__WHAT NEEDS TO BE DONE__
An identical copy of the data below is needed.

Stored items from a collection

>>>

PR #404, opened 2020-12-11
Abort parsing options with 0 length

mcphailtom:
Found a case where DNSmasq sends an option with length set to zero which causes the parser to error on the packet. Does seem redundant to send a zero length option, however it seemed pragmatic to add a guard against parsing them which avoids  failing on the packet.

Cannot find anything in the RFC that explicitly says an option with length set to zero is invalid

### DIFF
--- a/dhcpv6/options.go
+++ b/dhcpv6/options.go
@@ -201,6 +201,11 @@ func (o *Options) FromBytesWithParser(data []byte, parser OptionParser) error {
 		code := OptionCode(buf.Read16())
 		length := int(buf.Read16())
 
+		// Abort trying to parse options with zero length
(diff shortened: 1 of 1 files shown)


Natolumin:
The rapid-commit option is always 0-length: https://tools.ietf.org/html/rfc8415#section-21.14 so this won't work

mcphailtom:
> The rapid-commit option is always 0-length: https://tools.ietf.org/html/rfc8415#section-21.14 so this won't work

Well that is unfortunate. I see there are some other related PRs i.e. #396 that are trying to deal with parsing failures. Is there a train of thought as to the direction of error handling, or is the preference to leave as is?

<<<

__OUTPUT FOR THIS TASK__
PR #404, opened 2020-12-11
Abort parsing options with 0 length

mcphailtom:
Found a case where DNSmasq sends an option with length set to zero which causes the parser to error on the packet. Does seem redundant to send a zero length option, however it seemed pragmatic to add a guard against parsing them which avoids  failing on the packet.

Cannot find anything in the RFC that explicitly says an option with length set to zero is invalid

### DIFF
--- a/dhcpv6/options.go
+++ b/dhcpv6/options.go
@@ -201,6 +201,11 @@ func (o *Options) FromBytesWithParser(data []byte, parser OptionParser) error {
 		code := OptionCode(buf.Read16())
 		length := int(buf.Read16())
 
+		// Abort trying to parse options with zero length
(diff shortened: 1 of 1 files shown)


Natolumin:
The rapid-commit option is always 0-length: https://tools.ietf.org/html/rfc8415#section-21.14 so this won't work

mcphailtom:
> The rapid-commit option is always 0-length: https://tools.ietf.org/html/rfc8415#section-21.14 so this won't work

Well that is unfortunate. I see there are some other related PRs i.e. #396 that are trying to deal with parsing failures. Is there a train of thought as to the direction of error handling, or is the preference to leave as is?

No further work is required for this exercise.